Top of RECORD EXCERPTS
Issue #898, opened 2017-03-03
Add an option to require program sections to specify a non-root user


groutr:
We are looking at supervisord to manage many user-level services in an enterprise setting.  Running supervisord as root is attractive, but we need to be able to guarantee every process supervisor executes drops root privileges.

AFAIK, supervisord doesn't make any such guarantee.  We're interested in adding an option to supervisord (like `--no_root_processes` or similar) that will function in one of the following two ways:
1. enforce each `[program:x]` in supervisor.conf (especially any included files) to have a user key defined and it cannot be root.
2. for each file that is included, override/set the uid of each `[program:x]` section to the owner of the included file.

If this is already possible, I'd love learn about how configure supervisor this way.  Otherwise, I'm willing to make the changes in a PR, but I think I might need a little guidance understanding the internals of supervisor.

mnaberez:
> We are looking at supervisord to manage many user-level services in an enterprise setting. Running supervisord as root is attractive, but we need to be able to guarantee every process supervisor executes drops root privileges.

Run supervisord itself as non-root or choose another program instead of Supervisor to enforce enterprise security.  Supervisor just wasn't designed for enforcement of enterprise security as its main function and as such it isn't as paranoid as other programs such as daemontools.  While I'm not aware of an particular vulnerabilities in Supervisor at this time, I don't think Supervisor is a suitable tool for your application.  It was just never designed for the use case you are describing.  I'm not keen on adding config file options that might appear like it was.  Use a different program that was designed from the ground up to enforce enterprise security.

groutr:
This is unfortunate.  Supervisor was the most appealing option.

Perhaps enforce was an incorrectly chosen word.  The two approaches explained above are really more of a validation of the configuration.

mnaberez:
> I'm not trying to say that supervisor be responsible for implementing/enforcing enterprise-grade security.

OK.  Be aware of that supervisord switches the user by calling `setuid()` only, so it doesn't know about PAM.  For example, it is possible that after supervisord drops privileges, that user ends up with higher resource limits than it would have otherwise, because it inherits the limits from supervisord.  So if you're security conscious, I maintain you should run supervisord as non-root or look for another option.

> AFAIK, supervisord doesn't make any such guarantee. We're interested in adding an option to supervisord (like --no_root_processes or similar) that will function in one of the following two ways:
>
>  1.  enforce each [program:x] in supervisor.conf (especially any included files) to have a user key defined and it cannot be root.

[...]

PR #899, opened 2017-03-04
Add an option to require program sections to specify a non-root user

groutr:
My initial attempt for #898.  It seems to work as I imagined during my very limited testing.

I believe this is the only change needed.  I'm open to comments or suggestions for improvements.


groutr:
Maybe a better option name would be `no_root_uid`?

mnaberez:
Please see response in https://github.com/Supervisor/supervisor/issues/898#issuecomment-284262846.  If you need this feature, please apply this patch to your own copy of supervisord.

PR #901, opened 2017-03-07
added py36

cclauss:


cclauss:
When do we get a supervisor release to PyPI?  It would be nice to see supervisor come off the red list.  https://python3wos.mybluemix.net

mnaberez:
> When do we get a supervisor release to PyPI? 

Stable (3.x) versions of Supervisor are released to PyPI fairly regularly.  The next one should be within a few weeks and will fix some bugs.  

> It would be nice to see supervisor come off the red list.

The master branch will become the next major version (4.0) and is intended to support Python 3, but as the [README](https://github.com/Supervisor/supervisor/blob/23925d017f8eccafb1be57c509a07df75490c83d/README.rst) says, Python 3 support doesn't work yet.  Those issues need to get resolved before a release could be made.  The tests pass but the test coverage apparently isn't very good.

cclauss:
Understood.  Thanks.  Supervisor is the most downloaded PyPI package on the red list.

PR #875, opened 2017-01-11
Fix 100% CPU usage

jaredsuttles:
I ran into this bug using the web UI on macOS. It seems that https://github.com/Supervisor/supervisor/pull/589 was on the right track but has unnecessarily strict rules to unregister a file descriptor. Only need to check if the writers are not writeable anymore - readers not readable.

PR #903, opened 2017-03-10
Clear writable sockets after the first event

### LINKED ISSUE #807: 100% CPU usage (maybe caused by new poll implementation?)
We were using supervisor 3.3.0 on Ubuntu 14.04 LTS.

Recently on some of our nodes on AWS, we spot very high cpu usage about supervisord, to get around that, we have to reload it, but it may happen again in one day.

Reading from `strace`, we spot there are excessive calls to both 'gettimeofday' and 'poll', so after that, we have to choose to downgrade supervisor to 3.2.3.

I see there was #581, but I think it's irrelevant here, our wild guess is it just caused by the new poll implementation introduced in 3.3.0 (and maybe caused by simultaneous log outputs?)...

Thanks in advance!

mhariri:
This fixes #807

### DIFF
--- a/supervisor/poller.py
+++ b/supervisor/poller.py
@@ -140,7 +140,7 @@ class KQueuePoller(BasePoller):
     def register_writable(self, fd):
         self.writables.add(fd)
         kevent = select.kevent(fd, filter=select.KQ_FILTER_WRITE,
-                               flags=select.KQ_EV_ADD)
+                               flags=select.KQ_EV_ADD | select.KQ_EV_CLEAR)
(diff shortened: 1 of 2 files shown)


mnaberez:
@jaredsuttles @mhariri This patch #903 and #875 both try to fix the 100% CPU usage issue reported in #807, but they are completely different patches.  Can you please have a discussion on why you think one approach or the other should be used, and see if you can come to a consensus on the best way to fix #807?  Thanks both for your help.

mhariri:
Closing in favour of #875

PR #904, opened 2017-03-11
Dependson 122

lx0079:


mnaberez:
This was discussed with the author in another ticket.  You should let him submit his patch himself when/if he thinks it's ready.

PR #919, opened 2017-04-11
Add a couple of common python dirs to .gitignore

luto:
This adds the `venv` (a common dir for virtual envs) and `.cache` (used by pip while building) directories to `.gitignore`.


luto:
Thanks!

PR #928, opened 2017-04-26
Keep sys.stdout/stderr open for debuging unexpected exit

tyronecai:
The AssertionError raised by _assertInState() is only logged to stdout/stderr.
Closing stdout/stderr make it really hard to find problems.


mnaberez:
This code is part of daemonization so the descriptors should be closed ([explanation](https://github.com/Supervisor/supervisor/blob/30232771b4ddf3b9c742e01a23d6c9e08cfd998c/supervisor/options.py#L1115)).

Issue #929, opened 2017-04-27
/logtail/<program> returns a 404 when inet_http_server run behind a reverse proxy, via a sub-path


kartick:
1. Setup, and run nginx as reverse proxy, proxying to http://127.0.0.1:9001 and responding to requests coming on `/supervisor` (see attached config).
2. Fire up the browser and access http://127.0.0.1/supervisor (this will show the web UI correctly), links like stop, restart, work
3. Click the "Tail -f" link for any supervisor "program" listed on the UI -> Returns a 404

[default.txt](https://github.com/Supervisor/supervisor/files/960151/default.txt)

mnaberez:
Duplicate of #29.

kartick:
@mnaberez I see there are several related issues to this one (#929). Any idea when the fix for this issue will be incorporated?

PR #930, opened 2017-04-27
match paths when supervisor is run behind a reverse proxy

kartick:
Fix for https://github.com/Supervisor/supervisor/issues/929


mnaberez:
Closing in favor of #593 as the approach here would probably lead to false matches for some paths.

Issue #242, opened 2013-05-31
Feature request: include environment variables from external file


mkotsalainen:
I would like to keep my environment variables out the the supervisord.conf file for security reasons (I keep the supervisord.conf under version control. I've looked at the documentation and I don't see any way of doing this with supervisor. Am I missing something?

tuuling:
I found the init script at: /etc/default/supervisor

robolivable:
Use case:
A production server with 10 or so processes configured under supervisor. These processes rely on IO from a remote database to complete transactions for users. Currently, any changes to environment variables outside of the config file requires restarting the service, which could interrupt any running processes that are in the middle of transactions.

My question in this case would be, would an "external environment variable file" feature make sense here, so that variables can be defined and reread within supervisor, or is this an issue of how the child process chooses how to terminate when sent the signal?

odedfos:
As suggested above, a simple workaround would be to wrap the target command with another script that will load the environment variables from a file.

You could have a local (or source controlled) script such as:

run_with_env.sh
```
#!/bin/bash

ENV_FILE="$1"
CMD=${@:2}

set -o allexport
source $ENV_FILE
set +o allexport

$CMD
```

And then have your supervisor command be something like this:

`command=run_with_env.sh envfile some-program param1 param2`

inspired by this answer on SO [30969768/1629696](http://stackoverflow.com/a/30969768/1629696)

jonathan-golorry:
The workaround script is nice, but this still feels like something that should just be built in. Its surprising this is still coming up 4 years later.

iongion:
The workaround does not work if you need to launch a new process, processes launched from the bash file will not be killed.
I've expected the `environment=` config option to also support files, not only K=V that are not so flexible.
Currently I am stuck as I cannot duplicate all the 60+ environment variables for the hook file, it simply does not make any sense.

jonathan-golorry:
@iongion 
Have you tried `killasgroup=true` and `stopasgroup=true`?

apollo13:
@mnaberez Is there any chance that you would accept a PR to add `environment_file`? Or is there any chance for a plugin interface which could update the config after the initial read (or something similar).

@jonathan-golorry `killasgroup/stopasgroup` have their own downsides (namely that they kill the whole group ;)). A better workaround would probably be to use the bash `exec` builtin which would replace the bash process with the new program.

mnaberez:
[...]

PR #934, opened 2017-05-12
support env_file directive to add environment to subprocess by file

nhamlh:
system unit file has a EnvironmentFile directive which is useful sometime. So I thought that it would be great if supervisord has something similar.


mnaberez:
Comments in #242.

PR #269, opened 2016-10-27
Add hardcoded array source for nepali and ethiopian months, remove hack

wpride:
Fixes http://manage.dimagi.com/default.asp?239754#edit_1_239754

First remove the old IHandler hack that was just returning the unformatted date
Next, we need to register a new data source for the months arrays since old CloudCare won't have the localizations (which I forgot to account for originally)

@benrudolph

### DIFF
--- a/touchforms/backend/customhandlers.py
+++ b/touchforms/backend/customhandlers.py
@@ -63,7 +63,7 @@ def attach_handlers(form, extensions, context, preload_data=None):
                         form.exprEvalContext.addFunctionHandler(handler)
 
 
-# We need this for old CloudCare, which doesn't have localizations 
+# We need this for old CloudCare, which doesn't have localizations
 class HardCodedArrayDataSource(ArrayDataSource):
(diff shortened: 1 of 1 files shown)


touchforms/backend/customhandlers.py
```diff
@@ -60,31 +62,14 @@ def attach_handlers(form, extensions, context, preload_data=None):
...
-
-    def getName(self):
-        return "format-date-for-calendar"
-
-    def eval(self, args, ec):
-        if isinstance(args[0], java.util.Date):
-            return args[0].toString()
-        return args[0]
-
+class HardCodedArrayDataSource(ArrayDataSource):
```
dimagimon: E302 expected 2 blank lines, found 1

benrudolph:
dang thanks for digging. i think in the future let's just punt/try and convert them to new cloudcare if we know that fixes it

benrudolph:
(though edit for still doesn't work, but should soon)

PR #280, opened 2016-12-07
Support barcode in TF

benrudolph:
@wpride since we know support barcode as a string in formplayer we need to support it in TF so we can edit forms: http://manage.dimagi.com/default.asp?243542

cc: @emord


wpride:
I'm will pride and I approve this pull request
Bottom of RECORD EXCERPTS
Top of RECORD EXCERPTS
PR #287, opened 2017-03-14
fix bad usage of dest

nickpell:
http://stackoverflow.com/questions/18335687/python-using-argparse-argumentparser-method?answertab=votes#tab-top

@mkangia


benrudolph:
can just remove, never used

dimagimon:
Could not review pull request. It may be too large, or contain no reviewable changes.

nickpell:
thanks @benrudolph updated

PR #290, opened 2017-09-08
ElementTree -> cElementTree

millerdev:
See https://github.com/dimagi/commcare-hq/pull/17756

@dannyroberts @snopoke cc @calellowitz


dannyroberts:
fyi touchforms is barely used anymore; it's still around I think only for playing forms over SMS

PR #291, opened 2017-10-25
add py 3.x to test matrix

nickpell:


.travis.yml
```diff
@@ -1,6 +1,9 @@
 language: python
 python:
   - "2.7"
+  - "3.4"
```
Bottom of RECORD EXCERPTS
* EXERCISE INSTRUCTIONS *
Would you print exactly, and only, the lines of the data above from the line with "Issue #898, opened 2017-03-03" through the line with "1. enforce each", inclusive?

* COMPLETED EXERCISE *
Issue #898, opened 2017-03-03
Add an option to require program sections to specify a non-root user


groutr:
We are looking at supervisord to manage many user-level services in an enterprise setting.  Running supervisord as root is attractive, but we need to be able to guarantee every process supervisor executes drops root privileges.

AFAIK, supervisord doesn't make any such guarantee.  We're interested in adding an option to supervisord (like `--no_root_processes` or similar) that will function in one of the following two ways:
1. enforce each `[program:x]` in supervisor.conf (especially any included files) to have a user key defined and it cannot be root.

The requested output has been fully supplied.